“Nossa, você vai viajar sozinha pra esse lugar? Não tem medo?”; ou: “Mulher viajando sozinha… Sei!”; foram alguns dos comentários que ouvi quando decidi ir ao Caraça passar uma semana.
Lembrava vagamente desse nome dos obrigatórios livros de literatura brasileira da escola, quando um pai autoritário ameaçava o filho desobediente: “Te meto no Caraça!”. Não sabia, na época, o que era o Caraça e só fiquei sabendo mesmo ao entrar por acaso no site do Santuário, em julho deste 2016.
A decisão de viajar foi imediata: alguma coisa ali me atraiu, muito além das paisagens exuberantes ou da possibilidade de ver de perto um lobo-guará. Fiz a reserva e consegui somente para setembro!
Ficaram em São Paulo trabalho, marido, mãe idosa, dois cachorros e o final de um longo e difícil período de perdas e lutas, durante o qual viajar era só um sonho.

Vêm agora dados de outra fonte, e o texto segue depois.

PR #9091, opened 2024-06-10
qml: fix handling of channel backup import on lightning-disabled wallets

accumulator:
importing a channel backup to a second bip39/xprv wallet with lightning disabled now shows proper message instead of exception text.

We could also provide the option to the user here to enable lightning?

### DIFF
--- a/electrum/gui/qml/components/WalletMainView.qml
+++ b/electrum/gui/qml/components/WalletMainView.qml
@@ -43,7 +43,9 @@ Item {
 
         // Android based send dialog if on android
         var scanner = app.scanDialog.createObject(mainView, {
-            hint: qsTr('Scan an Invoice, an Address, an LNURL-pay, a PSBT or a Channel backup'),
+            hint: Daemon.currentWallet.isLightning
+                ? qsTr('Scan an Invoice, an Address, an LNURL-pay, a PSBT or a Channel Backup')
+                : qsTr('Scan an Invoice, an Address, an LNURL-pay or a PSBT')
         })
         scanner.onFound.connect(function() {
             var data = scanner.scanData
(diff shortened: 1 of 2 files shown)


electrum/gui/qml/components/WalletMainView.qml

A primeira imagem que o Caraça parece provocar em muita gente é a de um lugar rígido, com muitas regras, horários e padres citando trechos da Bíblia e fiscalizando os hóspedes. Nada disso. Se o senso comum acredita que relaxamento e diversão precisam de barulho, tumulto, consumo e tecnologia 24 horas por dia, o Caraça vai na contramão disso tudo e oferece essa felicidade simples que não se reconhece à primeira vista. Uma felicidade quase invisível, que não ostenta nem provoca inveja em ninguém (e isso só vê quem tem olhos de ver).

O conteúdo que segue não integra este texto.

PR #9100, opened 2024-06-20
create submodules for ecc and aionostr

ecdsa:
The `ecc` submodule is there twice: 
- electrum/ecc
- electrum/aionostr/ecc

The install script copies `libsecp256k1.so.2` in only one of them.
That seems to be enough, because of the way `loadLibrary` works.
However, we might forget about that. Should we copy it twice instead?`


ecdsa:
`aionostr` uses the `websockets` package. 
apparently, that package does not work with a proxy. 
https://stackoverflow.com/questions/47225488/client-websocket-connect-through-proxy
maybe we could use `websocket-client` instead.

accumulator:
> The `ecc` submodule is there twice:
> 
>     * electrum/ecc
> 
>     * electrum/aionostr/ecc
> 

The submodules could be added to the python interpreter search path, similar to what is done in `run_electrum`:

```
if is_local or is_android:
    sys.path.insert(0, os.path.join(script_dir, 'packages'))
```

ecdsa:
Closing this. We should distribute proper python package.
New project in https://github.com/spesmilo/electrum-ecc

Bom, de manhã, lá estava eu, fazendo meu próprio pão com ovo em um fogão a lenha, acompanhado de suco verde, café, leite, bolos caseiros, geleias e pães de queijo deliciosos. No almoço e no jantar, comida caseira variada e da boa, e quem, como eu, não passa sem um docinho, vai se acabar com doce de leite, de abóbora ou arroz-doce, e ainda passar na lojinha para levar alguns pra casa…
No Caraça há missa todos os dias e eu me vi participando delas todos os dias também. Missa leve, com alegria e bom humor, uma pequena dose diária de reflexão espiritual, de um encontro que costuma se perder em meio a tantas distrações da vida.

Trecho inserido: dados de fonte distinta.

PR #9118, opened 2024-07-03
trezor: support trezorlib==0.13.9, add compat for <=0.13.8. fixes #9116

### LINKED ISSUE #9116: trezor v0.13.9 breaks the plugin
Just a heads up that trezor v0.13.9 breaks the plugin for Electrum ABC, and  I would guess Electrum is affected too.

Here is where I expect it to fail  (import `RecoveryDeviceType` )
https://github.com/spesmilo/electrum/blob/master/electrum/plugins/trezor/trezor.py#L32

```
  File "/work/electrum/electrumabc_plugins/trezor/trezor.py", line 28, in <module>
[Step 1/1]     from trezorlib.messages import (
[Step 1/1] ImportError: cannot import name 'RecoveryDeviceType' from 'trezorlib.messages' (/usr/local/lib/python3.9/dist-packages/trezorlib/messages.py)
[Step 1/1] .....................................................................................................................s...................
[Step 1/1] ...s........................[trezor] Library version for 'trezor' is incompatible.
[08:14:38]
[Step 1/1] Installed: 0.13.9, Needed: 0.13.8 <= x < 0.14
[08:14:38]
[Step 1/1] ...................................................................................................................s.........sss.............................s.s...[dummy name] Library version for 'dummy name' is incompatible.
[Step 1/1] Installed: 0.13.9, Needed: 0.13.8 <= x < 0.14
[Step 1/1] ======================================================================
[Step 1/1] ERROR: test_electrum_tx_to_txtype (electrumabc_plugins.trezor.tests.test_trezor.TestTrezorPlugin)
[Step 1/1] ----------------------------------------------------------------------
[Step 1/1] Traceback (most recent call last):
[Step 1/1]   File "/work/electrum/electrumabc_plugins/trezor/tests/test_trezor.py", line 53, in test_electrum_tx_to_txtype
[Step 1/1]     self.assertEqual(plugin.electrum_tx_to_txtype(tx, xpub_path), expected_txtype)
[Step 1/1]   File "/work/electrum/electrumabc_plugins/trezor/trezor.py", line 597, in electrum_tx_to_txtype
[Step 1/1]     t = TransactionType()
[Step 1/1] NameError: name 'TransactionType' is not defined
[Step 1/1] ----------------------------------------------------------------------
[Step 1/1] Ran 330 tests in 110.698s
[Step 1/1] FAILED (errors=1, skipped=8)
```

accumulator:


accumulator:
I prefer dropping support for the old version, however I haven't had time to test against 0.13.9 so this PR is just meant as a convenience to test against 0.13.9

Sentini14:
I prefer dropping support for the old version, however I haven't had time
to test against 0.13.9 so this PR is just meant as a convenience to test
against 0.13.9

—


***@***.***

PiRK:
On my end the reasoning was that 0.13.8 is well tested and I would rather use it for another release or two while people running from source can start testing 0.13.9 in real life scenarios and confirm that there is no other hidden broken compatibility issue.

dlitz:
I just noticed this after submitting my PR, but if you want a simpler change that only supports 0.13.8 and 0.13.9, I made a patch that does that in #9141.

SomberNight:
I have merged the other PR (https://github.com/spesmilo/electrum/pull/9141).
That still has the "compat" part but in a cleaner way IMO.
Thanks for the comments and code itself in both PRs.

> Do we we really want to support incompatible versions of trezorlib?
> I would rather drop support for the old version, unless we have a good reason to keep supporting it.

In general we don't, I agree, but in this case it can be done relatively cleanly.

> Do we we really want to support incompatible versions of trezorlib?
> Has this been thought through?

One reason to support somewhat older python-trezor, would be that debian is backporting new versions of electrum much more frequently than new versions of python-trezor. Atm debian stable (backports) [has electrum 4.5.5](https://packages.debian.org/bookworm-backports/electrum) but [only python-trezor 0.12.4](https://packages.debian.org/bookworm/python3-trezor). i.e. they are incompatible ([debian ticket](https://bugs.debian.org/cgi-bin/bugreport.cgi?bug=1062442)). Anyway, clearly the gap is too large and this specific change does not help.

Still, in general I don't think it is worth a lot of code complexity or effort.

bosomt:
Any plans to release version that will include trezorlib v0.13.9 ?
Current Electrum still does not support new model TS5 :(

matejcik:
of course we can also add the compat name into trezorlib 0.13.10, so that this is not breaking :woman_shrugging:

accumulator:
> of course we can also add the compat name into trezorlib 0.13.10, so that this is not breaking 🤷‍♀️

That would make sense, yes. Then perhaps remove once 0.14.x is released, to follow semver-like versioning.

SomberNight:
> of course we can also add the compat name into trezorlib 0.13.10, so that this is not breaking 🤷‍♀️

That would only help users running from source.
In any case we need to build new binaries that bundle newer trezorlib than 0.13.8.

@accumulator I guess we could try to do a release soon. From the 4.5.x branch, just bugfixes, might be easier (though it would be nice to eventually release from master...)

accumulator:
> @accumulator I guess we could try to do a release soon. From the 4.5.x branch, just bugfixes, might be easier (though it would be nice to eventually release from master...)

I backported my bugfixes to the 4.5.x branch.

O guará, então, é um espetáculo à parte e nenhum relato vai ser fiel à experiência de vê-lo ao vivo, bem de pertinho, subindo a escadaria da igreja, à noite, imponente e elegante – tive a sorte de vê-lo nos quatro dias de hospedagem. Impactante. Emocionante.
Então, a vida no Caraça é comer, rezar e… esperar o lobo-guará? É isso também, além da paisagem deslumbrante, das trilhas e cachoeiras, da variedade enorme de pássaros, dos esquilos, antas e cachorros do mato, da vista linda da Ala do Santuário – experimente contemplar o amanhecer de seu quarto, naquele momento raro e precioso do silêncio que permite ouvir Deus. A gente fala e pensa demais e não consegue escutar ninguém nunca. Nosso pensamento é muito limitado para alcançar coisas que só são compreendidas quando são sentidas.
Dizem que não há um caminho para a paz: a paz é o caminho. Eu digo que o Caraça é, sim, desses inspiradores caminhos a percorrer que facilitam o encontro com Deus, ou consigo mesmo, ou como cada um queira chamar esse cantinho sagrado que habita cada um de nós e com que, quando acessamos, entendemos finalmente o significado das palavras antes vazias das religiões.
Gratidão e alegria. Esses são meus sentimentos na volta do Santuário. Gratidão aos funcionários atenciosos, aos padres Wilson e Lauro (obrigada, padre Lauro, especialmente pela conversa sobre a difícil equação “ativismo por direitos dos excluídos x assistencialismo”: fui em busca exatamente das palavras simples e sábias que sabia que ia ouvir). Alegria pelo encontro animado com outros viajantes – o Caraça tem gente de todo tipo, de todos os lugares do mundo, prato cheio para quem, como eu, adora uma conversa e foi embora nos mais variados temas que me apresentavam, das espécies de pássaros fotografadas pelo alemão ornitólogo ao programa de TV, passando por dicas de montanhismo, a máfia dos planos de saúde no país, práticas budistas e a perigosa discussão do momento atual da política brasileira. E muitas delas muito bem acompanhadas de uma cerveja, um chopp ou um vinho, que deixam a coisa toda ainda melhor, né, minha gente?
Até muito breve, Caraça. Recebi muito nesta viagem. Deixo aqui a todos uma pequena retribuição em forma de desejos de paz, luz, amor.